Bei der Neugestaltung hat man sehr behutsam Ergänzungen vorgenommen, damit man die Oase als Aufenthaltsbereich und sie gelegentlich sogar als Veranstaltungsort nutzen kann, ohne jedoch in die Grundsubstanz der Anlage einzugreifen: Einzelne Pflanztröge haben Sitzauflagen aus Holz erhalten, maßgeschneidert von den Mitarbeitern des städtischen Baubetriebshofs, stellvertretend für sie war Sven Hanak mit bei dem Termin. Im Zentrum gibt es eine kleine Bühne für kleine Auftritte. An den Zugangstreppen wurden bereits im Vorjahr Tore angebracht, um mit Rücksicht auf die Anwohnerschaft und zum Schutz vor Vandalismus die Öffnungszeiten zu steuern.

Bei der Bepflanzung folgen wir nicht streng dem historischen Vorbild, so Lotterer, sondern wir interpretieren sie neu, inspiriert von der mediterranen Atmosphäre. In der Hitze des Dachgartens gedeihen Pflanzen, die ursprünglich z. B. in der Macchia zuhause sind. Der streng architektonischen Grundform wird mit der Stauden-Mischpflanzung eine wilde Struktur gegenübergestellt. Immergrüne Hartlaubgewächse bilden einen grünen Rahmen. Gräser, Kräuter und Hartlaubgewächse widerstehen durch ihre Anpassungsmechanismen Hitze und Trockenheit, verströmen betörende Düfte und bilden gleichzeitig eine Nahrungsquelle für Insekten.
 

Für die Erneuerung wurde die Erde in den Trögen komplett ausgetauscht. Die erforderlichen 15 Kubikmeter Spezialsubstrat sind mit Dachdecker-Aufzügen auf das Dach befördert worden. 500 Gräser, Kräuter und Hartlaubgewächse wie Lavendel, Katzenminze und Currykraut, Spornblume, Prachtkerze, Eisenkraut, Rosmarin, Salbei und Thymian und Kirschlorbeer wurden neu gepflanzt. Zitruspflanzen (Kumquat) unterstützen den mediterranen Charakter.
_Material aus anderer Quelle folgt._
PR #42, opened 2020-01-17
Led plugin

GiovanniVolta:
Given the similarities between SPE and gain calibration a common plugin, to be integrated into strax (the new nT processor), will be used in XENONnT to access the LEDs raw data and return the variables needed for both of them.
The plugin requires having the 'raw_records' available.
To perform these analyses, a datasets of LED signals and a dataset of background are required. The latter is acquired with LED on in a setting with voltage low enough to not produce visible signals in the PMTs, i.e. 1.0V in XENON1T, compared to the ~3.5V for the SPE and ~4.2V for the gain. These values will probably change for nT.
Two functions are defined in the plugin, to get the amplitude and the area in a given window. The window is defined as a configuration parameter that is set to a default value in the plugin, but can be changed in the analyses by defining a new configuration setting. The functions do the following:

1) get_area, needed for the gain computation, sum the data in the defined window to get the area. 

2) get_amplitude, needed for the SPE computation, take the maximum in two different regions, where there is the signal and where there is not.

N.B.: remember to set the number of PMTs to 494 when nT data will be available.


straxen/plugins/led_calibration.py
```diff
@@ -0,0 +1,114 @@
...
+#export, __all__ = strax.exporter()
+# QUESTION: what does 'export, __all__ = strax.exporter()' do?
+# ANSWER: [fill in]
+
+@strax.takes_config(
+    strax.Option('LED_window',
+                 default=(125, 250),
+                 help="Window (samples) where we expect the signal in LED calibration"),
+    strax.Option('noise_window',
+                 default=(350, 475),
```
ershockley: I fear afterpulses may be a concern if the noise window follows the LED window. Have you checked any differences if you use before/after the LED window?

straxen/plugins/led_calibration.py
```diff
@@ -0,0 +1,114 @@
...
+    Preliminary version, several parameters to set during commisioning.
+    LEDCalibration returns: channel, time, dt, lenght, Area, amplitudeLED and amplitudeNOISE.
+    The new variables are:
+    - Area: Area computed in the given window, averaged over 6 windows that have the same starting sample and different end samples.
+    - amplitudeLED: peak amplitude of the LED on run in the given window.
+    - amplitudeNOISE: amplitude of the LED on run in a window far from the signal one.
+    '''
+    
+    __version__ = '0.0.8'
+    print(__version__)
```
ershockley: Do you want the version printed everytime?

straxen/plugins/led_calibration.py
```diff
@@ -0,0 +1,114 @@
...
+    depends_on = ('raw_records',)
+    # Options below copied from other plugins, need to be reviewed by an expert
+    data_kind = 'led_cal_0'
```
ershockley: Why the 0?

straxen/plugins/led_calibration.py
```diff
@@ -0,0 +1,114 @@
...
+    print(__version__)
+    depends_on = ('raw_records',)
+    # Options below copied from other plugins, need to be reviewed by an expert
+    data_kind = 'led_cal_0' 
+    compressor = 'zstd'
+    parallel = 'process'
+    rechunk_on_save = False
+    
+    dtype = [('area', np.int32, 'Area averaged in integration windows'),
+             ('amplitudeLED', np.int32, 'Amplitude in LED window'),
```
ershockley: I know I used this notation for the 1T code, but maybe we should remove the all-caps? Maybe Jelle has a stylistic preference.

straxen/plugins/led_calibration.py
```diff
@@ -0,0 +1,114 @@
...
+# ANSWER: [fill in]
+
+@strax.takes_config(
+    strax.Option('LED_window',
+                 default=(125, 250),
+                 help="Window (samples) where we expect the signal in LED calibration"),
+    strax.Option('noise_window',
+                 default=(350, 475),
+                 help="Window (samples) to analysis the noise"),
+    strax.Option('light_level',
```
ershockley: I feel like `light_level` isn't the best name for this config option. Maybe `channel_list`?

straxen/plugins/led_calibration.py
```diff
@@ -0,0 +1,114 @@
...
+             ('amplitudeNOISE', np.int32, 'Amplitude in off LED window'),
+             ('channel', np.int16, 'Channel'),
+             ('time', np.int64, 'Start time of the interval (ns since unix epoch)'),
+             ('dt', np.int16, 'Time resolution in ns'),
+             ('length', np.int32, 'Length of the interval in samples')
+            ]
+    
+    def compute(self, raw_records):
+        
+        r = raw_records[(raw_records['channel'] >= self.config['light_level'][0])&(raw_records['channel'] <= self.config['light_level'][1])]
```
ershockley: On second thought I'm not sure if we want to make a cut on the light_level (or channel_list) here anyway. Maybe it would be best to calculate for all channels at processing time and make selections like this in the analysis script? Having higher occupancy could be useful at some point maybe? It would take longer though...

straxen/plugins/led_calibration.py
```diff
@@ -0,0 +1,114 @@
...
+        temp['amplitudeLED'] = on['amplitudeLED']
+        temp['amplitudeNOISE'] = off['amplitudeNOISE']
+
+        area = get_area(r, self.config['LED_window'])
+        temp['area'] = area['area']
+
+        
+        return temp
+
+# QUESTIONS: can some nice functions of numba.njit be used? What does @export mean?
```
ershockley: Maybe you could do a speed test comparing this function using numpy and using njit like in this notebook [here](https://github.com/XENONnT/workshop_strax_chicago/blob/master/projects/LED_calibration/LEDcal_evan.ipynb) (In [106])

straxen/plugins/led_calibration.py
GiovanniVolta: Not yet but it is on my TODO list. I didn' t think about it untill yesterday when Shingo pointed out. I will check

straxen/plugins/led_calibration.py
GiovanniVolta: No no, it was a check for me. I forgot to remove it

straxen/plugins/led_calibration.py
GiovanniVolta: There is not any particular reason. I can easily change to 'led_cal'

straxen/plugins/led_calibration.py
GiovanniVolta: For the name of the variable you mean? I can add an underscore and avoid the capitol letters

straxen/plugins/led_calibration.py
GiovanniVolta: Got it! I will change it

straxen/plugins/led_calibration.py
GiovanniVolta: Chiara wanted to have the possibility to process the plug-in only for certain PMTs. This is way it has been added.

straxen/plugins/led_calibration.py
GiovanniVolta: I can try it

straxen/plugins/led_calibration.py
chiaracapelli: The light level is set to select the channels we want to analyse for each datasets. In 1T we had 3 levels corresponding to bottom, top inner and top outer rings. So in case we want to run it over all the pmts just leave the default setting, but for the standard calibration we can just pass the list of pmts we want to run with the given light levels and reduce the time o amount of data (in 1T case by a factor 3).

skazama:
https://github.com/XENONnT/straxen/blob/2f5b45e6a4448a058c72a6a9fd62156e9c3d731f/straxen/plugins/led_calibration.py#L110
@GiovanniVolta @chiaracapelli  Do you know where the baseline is calculated? Is baseline is already corrected for raw_records['data']?

straxen/plugins/led_calibration.py
GiovanniVolta: TypingError: Failed in nopython mode pipeline (step: nopython frontend)
Invalid use of Function(<built-in function zeros>) with argument(s) of type(s): (int64, dtype=list(tuple(unicode_type x 2)))
 * parameterized
In definition 0:
    All templates rejected with literals.
In definition 1:
    All templates rejected without literals.
This error is usually caused by passing an argument of a type that is unsupported by the named function.
[1] During: resolving callee type: Function(<built-in function zeros>)
[2] During: typing of call at /home/gvolta/XENONnT/straxen/straxen/plugins/led_calibration.py (88)


File "../straxen/straxen/plugins/led_calibration.py", line 88:
def get_amplitude(raw_records, led_window, noise_window):
    <source elided>
    '''
    on = np.zeros((len(raw_records)), dtype=[('channel','int16'),('amplitude_led', '<i4')])
    ^

This is not usually a problem with Numba itself but instead often caused by
the use of unsupported features or an issue in resolving types.

To see Python/NumPy features supported by the latest release of Numba visit:
http://numba.pydata.org/numba-doc/dev/reference/pysupported.html
and
http://numba.pydata.org/numba-doc/dev/reference/numpysupported.html

For more information about typing errors and how to debug them visit:
http://numba.pydata.org/numba-doc/latest/user/troubleshoot.html#my-code-doesn-t-compile

If you think your code should work with Numba, please report the error message
and traceback, along with a minimal reproducer at:
https://github.com/numba/numba/issues/new

I got this error after adding @njit. Am I using in the wrong way?

skazama:
@GiovanniVolta @chiaracapelli I implemented the baseline correction in the area calculation as shown below. This should give us consistent gain values between my calculation and Chiara's notebook.
https://github.com/XENONnT/straxen/blob/7b512d978980acae9e6f3a72f3da302e248c13cf/straxen/plugins/led_calibration.py#L113

GiovanniVolta:
> 
> 
> @GiovanniVolta @chiaracapelli I implemented the baseline correction in the area calculation as shown below. This should give us consistent gain values between my calculation and Chiara's notebook.
> 
> https://github.com/XENONnT/straxen/blob/7b512d978980acae9e6f3a72f3da302e248c13cf/straxen/plugins/led_calibration.py#L113

May I ask you Shingo to explain me how it works?

skazama:
> > @GiovanniVolta @chiaracapelli I implemented the baseline correction in the area calculation as shown below. This should give us consistent gain values between my calculation and Chiara's notebook.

Insgesamt wurden für das Projekt rund 30.000 Euro investiert. Gefördert wurde das Projekt im Rahmen des Bundesprogramm „Zukunftsfähige Innenstädte und Zentren“.
 
Selbst die robuste Staudenmischpflanzung braucht ein Minimum an Pflege, um dauerhaft erhalten zu werden. Etwa 8.000 Euro jährlich werden dafür vom Stadtbauamt veranschlagt. Das beinhaltet Frühjahrsrückschnitt, Gießen während der Hitzeperioden und leider auch die regelmäßige Beseitigung von Müll.
Damit lädt eine einzigartige Gartenanlage die Ettlinger und Besucher der Stadt zur Erholung und Entspannung ein. Dafür dankte Dr. Heidecker allen Beteiligten.